# Sirloin Tip Roast



## zippy (Jul 18, 2010)

I have 2 sirloin tip roasts, both nearly the size of a basketball.  I would like to rub & smoke one of them.  Any suggestions for time, and finished temperature would be much appreciated.  I use a 2-burner natural gas bbq--heat one side, meat the other, and smoke pouches over the heat.  Sirloin is lean--would bacon draped over work?  Thanks!!


----------



## pops6927 (Jul 18, 2010)

Time depends on what temp you want to bring them to.  They are lean so pulling would be difficult, you'd have to go up to 205° or so and it would dry out and be tough with no good amount of marbling in it like a chuck would have.

I would take it to 135°-140° medium rare and slice thin for sandwiches or thin-sliced beef, catch the dripping for au jus.   I would allow probably a couple hours, but a lot depends on the internal temp when you start it, outside temp, smoker temp, even humidity affects it.

When it's done let me know, I'll bring a knife and fork!


----------



## mballi3011 (Jul 18, 2010)

I would listen to Pops for I do and he's really that good too. I also would take the roast to maybe 130°- 135° and that's rare on the inside and more medium on the outer sections. Now I do one for sandwiches all the time. Thye made some of the best Roast beef sammies that you have ever had. Trust Me


----------



## bigorangesmoker (Jul 18, 2010)

I have done several sirloin tip roasts and I have one I am going to do this afternoon for us and friends for dinner this evening. I bought it from Costco, so, yes, it's big, but I will probably do half of it or so today and freeze the rest. I must admit I have only done the sirloin tip roasts in the oven, not in my smoker. It's been because of convenience more than anything. I slow cook them, however, in the oven. I put a generous amount of Kosher salt and a small amount of black pepper on the roast after I put EVOO on it. I generally start the roast at 250, then adjust, accordingly to how long it takes. I may bump it up to 275 or lower it to 230, depending on dinner time. I then let it rest for 15-20 minutes covered by foil. I pull it from the oven at 138 and it rises 3-5 degrees while it rests. My family likes it closer to medium, so your temperature can be adjusted to what you and yours like. 

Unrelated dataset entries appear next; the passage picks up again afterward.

PR #341, opened 2018-01-23
Add discord rich presence

DexterHaslem:
Just for fun, show some info in discord rich presence. This will require the 'discord-rpc.dll' to be added to builds. however if it is not present, it will not cause issues.

Currently for details it shows the following in the discord player card:

```
<team> <team points> - <classname> <points> <k>:<d>
[1/16] server hostname blah blah
```

wonk things: for discord to properly initialize it needs to run frames when not in game, so i abused 
`CHLClient::HudUpdate()` which runs even in the main menu. alternatively, since we cant really use the join functionality, we can run it only in client player think, too (how i originally had it)

### DIFF
--- a/cl_dll/cdll_client_int.cpp
+++ b/cl_dll/cdll_client_int.cpp
@@ -86,6 +86,7 @@
 #include "avi/iavi.h"
 #include "hltvcamera.h"
 #include "ff_vieweffects.h"
+#include "ff_discordman.h"
 
 // BEG: Added by Mulchman for team menu at level start up
 #include <cl_dll/iviewport.h>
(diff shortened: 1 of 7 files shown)


doublah:
Couldn't the client send the server connection info to a joining client?

Also does it show the map?

DexterHaslem:
Yes, but the way discord works, whoever you joined on would get a popup asking if you want them 'to join you' because its designed for party lobbies. It could be hardcoded to auto accept, but its still wonky and kinda pointless.
Even further, this feature requires approval by discord and hashing of the join info which doesn't really make sense to join a server ip

ill put map name in server info line. was going to do thumbnails but that would require upkeep

PR #347, opened 2018-01-26
Fix laggy jetpack fuel

### LINKED ISSUE #325: Jetpack fuel bar is glitchy on high ping
Could do with some client-side prediction or something.

DexterHaslem:
Changed jetpack fuel from float to int to make it easier to work with (and pdump),
added client prediction to fuel, recharge rate (and class next ability so its responsive on high pings)

fixes #325


dlls/ff/ff_player.cpp
```diff
@@ -8024,12 +8024,12 @@ void CFFPlayer::RemoveMeFromKillAssists( )
...
 {
-	return m_flJetpackFuel;
+	return m_iJetpackFuel;
 }
 
-void CFFPlayer::SetJetpackFuel(float newFuel)
+void CFFPlayer::SetJetpackFuel(int newFuel)
 {
-	m_flJetpackFuel = max(100.0f, newFuel);
+	m_iJetpackFuel = max(200, newFuel);
```
squeek502: Note: This value will need to get updated in the base_teamplay Lua as well (https://github.com/fortressforever/fortressforever-scripts/pull/64).

The alternative would be to change this function to SetJetpackFuelPercent (either by name or just in terms of functionality), so that `SetJetpackFuel(100)` always sets fuel to 100% regardless of the internal representation. Doing that might be better?

game_shared/ff/ff_player_shared.cpp
```diff
@@ -757,11 +761,19 @@ void CFFPlayer::ClassSpecificSkillHold()
 	switch (GetClassSlot())
 	{
 		case CLASS_PYRO:
+//			note this is not needed, we *do* want to reduce fuel on prediction
```
squeek502: Can remove these comments and the added `#include "prediction.h"` if they're not needed.

DexterHaslem:
made things maybe less stupid

squeek502 (approved):

Jitterskull:
Can I sincerely ask you all though, did jetpack get stealth tweaks?? Like, was the fuel total amount\fuel consuption and fuel recharge (regen) changed? It feels like it regenerates the fuel much slower now and playing as pyro feels overall very uncomfortable, unfamiliarly and frustrating. Often when I feel like I could make certain lenght jumps using memorized timing on how much I need to wait certain amount of time to be sure that I could make the jump based on my previous experience, result in failure and that really bothers me. After all that, I still get jittery jetpack meter in hud on a pingy servers.

Haven't played in a while, so it might be my perceptions deceiving me, but it sure feels really annoying and too slow to regen the fuel back to do just a single high jump using jetpack. Would like it at least be the way it was.

DexterHaslem:
Not intentionally, fuel regen was intended to be same, just switched from float to int to be easier for network prediction and more efficient for netcode. I double checked - 
old:
1.0 fuel every frame to max of 100 (100 steps)

new: 
1 fuel every frame to max of 200 (200 steps)

Accidentally half'd the jetpack refuel rate by forgetting to double increment rate 😢 

https://github.com/fortressforever/fortressforever/commit/93026c6b1a6db27f5fd0f5d8c1ea756549eb99aa#diff-7234bbde41b43c96e5a259fb6924b463L1830

fixed in #354

Jitterskull:
Glad that my comment was useful! :D

So what about the fuel consuption, it feels EXACTLY the same as it was before this update?

PR #362, opened 2018-10-06
add more debug instructions to README

DexterHaslem:
quickie , I noticed the readme was missing instructions on how to debug directly from VC++, so added a section on that, and removed some outdated dll copy instructions while in there.


squeek502 (approved):
Nice, I've always just used Attach to process after launching. :no_mouth:

alaswell (approved):

PR #366, opened 2019-01-27
Replace some explicit dynamic_cast's with `ToX` utility functions

squeek502:
Slight optimization. The `ToX` utility functions use virtual base class functions along with static_cast in non-debug builds


hanoicity900:
lam sao cho trang cua minh len duoc nhi
http://www.dackhuvietnam.com/2019/01/ban-biet-thu-lien-ke-van-canh-an-lac.html

PR #370, opened 2019-07-01
Fix first gren after death sometimes being thrown immediately

squeek502:
m_bWantToThrowGrenade wasn't being reset on death/spawn, so if you die while throwing grens it would sometimes get stuck on and the first gren primed after spawning would immediately get thrown

This was a long-standing and very annoying bug


AdamWillden:
@squeek502 amazing this wasn't found sooner. like 10 years ago 😆

squeek502:
Every time I look at FF code I'm amazed at how much of a mess it is. These types of mistakes are everywhere.

PR #373, opened 2019-09-01
Changes the way the spies name is displayed when disguised

### LINKED ISSUE #368: Spy disguise name choice
From Discord:

> Have you considered adding the name for the person when disguised, so they know who to avoid.

me: 

> havent considered that about spy, would make sense

> hm, actually looking at the code the name shown could possibly be different between players
so that would need to change too

> it kind of does things in a silly way, could definitely be improved
if there's a player that is the class you're disguised as on the team, then the name shown is always the first match found, if there's no player with the class then it chooses a random player on that team
not very spy-friendly since it doesn't randomly pick between multiple players with the same class

Relevant code:
https://github.com/fortressforever/fortressforever/blob/e7b488a008cb79b92be4a4efdea42899e8f7d1e8/cl_dll/ff/ff_hud_crosshairinfo.cpp#L390-L442

alaswell:
This is completely untested, but should resolve #368

### DIFF
--- a/cl_dll/ff/ff_hud_crosshairinfo.cpp
+++ b/cl_dll/ff/ff_hud_crosshairinfo.cpp
@@ -391,11 +391,12 @@ void CHudCrosshairInfo::OnTick( void )
 									// that is playing the class this guy is disguised as
 
 									// Gonna generate an array of people on the team we're disguised as
-									// in case we have to randomly pick a name later
-									int iPlayers[ 128 ], iCount = 0;
-
+									// and a sub-array of people who share the same class we're disguised as
+									// so that we can randomly pick a name later
+									int iPlayers[ 128 ], iPlayersWithSameClass[ 128 ], iCount = 0, iSameClassCount = 0;
+	
 									bool bDone = false;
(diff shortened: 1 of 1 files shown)


squeek502 (approved):
Looks good.

Note: this is only part of #368--the other part would be syncing the chosen player across all clients so that each person sees the same name, which would also allow us to show the spy which person they are disguised as.

Right now the name is/will be different between each client, but syncing it would require changes to the networking tables, which would cause a 'server uses different class tables' error and force servers to update which isn't ideal since servers can be pretty slow to update these days.

alaswell:
Yes, good point on the other part of #368 

We will have to add that in if/when the networking tables change again for something more significant.

doublah:
How does this look from spectator? Is it changed there?

squeek502:
Do you know if crosshairinfo shows while spectacting? I would think this stops it from showing:

https://github.com/fortressforever/fortressforever/blob/28b1c139647f2a68baa03f4eadd4a0eed708ed0f/cl_dll/ff/ff_hud_crosshairinfo.cpp#L143-L144

PR #376, opened 2020-05-01
Nerfing the frag grenade (needs more testing)

pvorisek25:
After playing several matches and reading several posts from the community I found out that the frag grenade is OP (wow). I nerfed the frag grenade's damage from 145 to 100 (69% of the original damage) and the frag grenade's radius from 270 to 175 (65% of the original radius). However more testing needs to be done on this topic.

### DIFF
--- a/game_shared/ff/ff_gamerules.cpp
+++ b/game_shared/ff/ff_gamerules.cpp
@@ -1229,8 +1229,14 @@ ConVar mp_friendlyfire_armorstrip( "mp_friendlyfire_armorstrip",
 		//NDebugOverlay::Cross3D(vecSrc, 8.0f, 255, 0, 0, true, 5.0f);
 #endif
 
+		falloff = info.GetFallOff();
+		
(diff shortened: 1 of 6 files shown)


squeek502:
Changing the frag grenade damage is probably not going to happen. If I remember right, it matches TFC, and the radius is lower than TFC. However, if we were to touch the frag grenade radius, I'd mostly want to address https://github.com/fortressforever/fortressforever/issues/3.

pvorisek25:
I've looked at the #3 issue and at the actual code and I think that @mikeparker's option 4 in the #3 issue would be the best way to go. 
> Adjustable falloff, adjustable radius (the edge will be whatever % we want, and the fall rate can be as fast or slow as we want)

Since we would have more grenade properties to play with, we would have more ways of balancing grenades and more space for new ones. What do you think about that?

DexterHaslem:
is the grenade cone visualization thinger still in? i cant even remember, but it is very useful for this

PR #379, opened 2020-10-29
Remove ternary expressions

AdamWillden:
I came across these and wanted to tidy them up.

straight `? true : false` I removed using find replace.
inverted `? false : true` I went through manually to resolve.

I'm okay if you don't want to do the inverted ternary expressions but I don't see why not. Check the individual commit itself to review these.


AdamWillden:
Ugh, I see bogus 'performance warnings' I'll review this.

squeek502:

One thing, however, is that after it rests, I immediately slice it for dinner slices, which are thicker than for sammies. I slice it at probably a quarter-inch or so for the dinner slices. It comes out VERY nice and tasty. Yes, it's lean, but the slow cooking, I think, makes it very tender. It is juicy with plenty of natural au jus. It's MUCH better than top or bottom round. After we are done eating it for dinner, I refrigerate the rest and slice it very thin with my electric slicer the next day. GREAT sammies!!!


----------



## pineywoods (Jul 18, 2010)

I agree with the above 135 or so it just doesn't have the fat content for much more. Personally I don't use bacon on these when I smoke them


----------



## primo (Jul 22, 2010)

A big tank you here!!! I will be doing this, this weekend. Thanks I'm glad I found this forum!!!


----------



## sunshine (Jul 30, 2010)

I would like to also do a sirloin roast in my Master Forge tomorrow and slice it.  I have never cook one before (other than in my crockpot) so I would also like a little advise.  The roast is about 3 1/2 pounds and I do not want it rare in the inside; however dont want it well done either. I also will be using mesquite wood.

With this kind of smoker what do suggest I keep the smoker set at and the internal temp of the roast.  I am assuming this size roast will take approximately a couple hours.  What do you guys use as a rub, I know it is all a personal preference, but I really have not experimented with rubs yet.  I have only been using olive oil, salt and pepper.

Once the roast is done do you all wrap it in foil for 20 minutes or so before slicing.

I didnt see anyone mention Brining the roast, is this not something that is done with roast?


----------



## zippy (Aug 1, 2010)

A big thank you to the experienced smokers who gave their advice on my original post a few weeks ago. Finally had a chance to attempt the sirloin challenge. I made a rub with brown sugar, paprika, garlic powder, black pepper, chili powder, ground ginger and sea salt. Once thoroughly coated, I bagged and allowed it to rest in the fridge for about 5 hours. After an hour on the counter while the bar-b warmed up, and the first smoke pouch started to show its love, I placed the meat on a rack over some water. It took 5 smoke pouches (all hickory), and about 4 hours to get the internal up to 135. We had real thunderstorms/downpours that day, and it was a challenge to keep the pouches on a roll without getting the bar-b too hot. Nice smokey au jus created as I let the meat rest under foil for about 40 minutes. Sliced off nicely, beautiful red/pink color just the way we like it!! Generally, dryer and tougher than I would have liked, but very flavorful. That's the nature of sirloin, I know--there just isn't a lot of internal fat. You really do need a piece of meat with more fat! I have a second sirloin tip that I will do differently, that's for sure. All in all, a smokey day is a good day--thanks again for the advice.


----------



## lighthouse1 (Dec 22, 2010)

do any of you have a  big green egg grill that you smoke with , i have been doing baby back ribs and boston butts for about a year now and have decided to do a sirloin tip for christmas,hope it turns out well .....


----------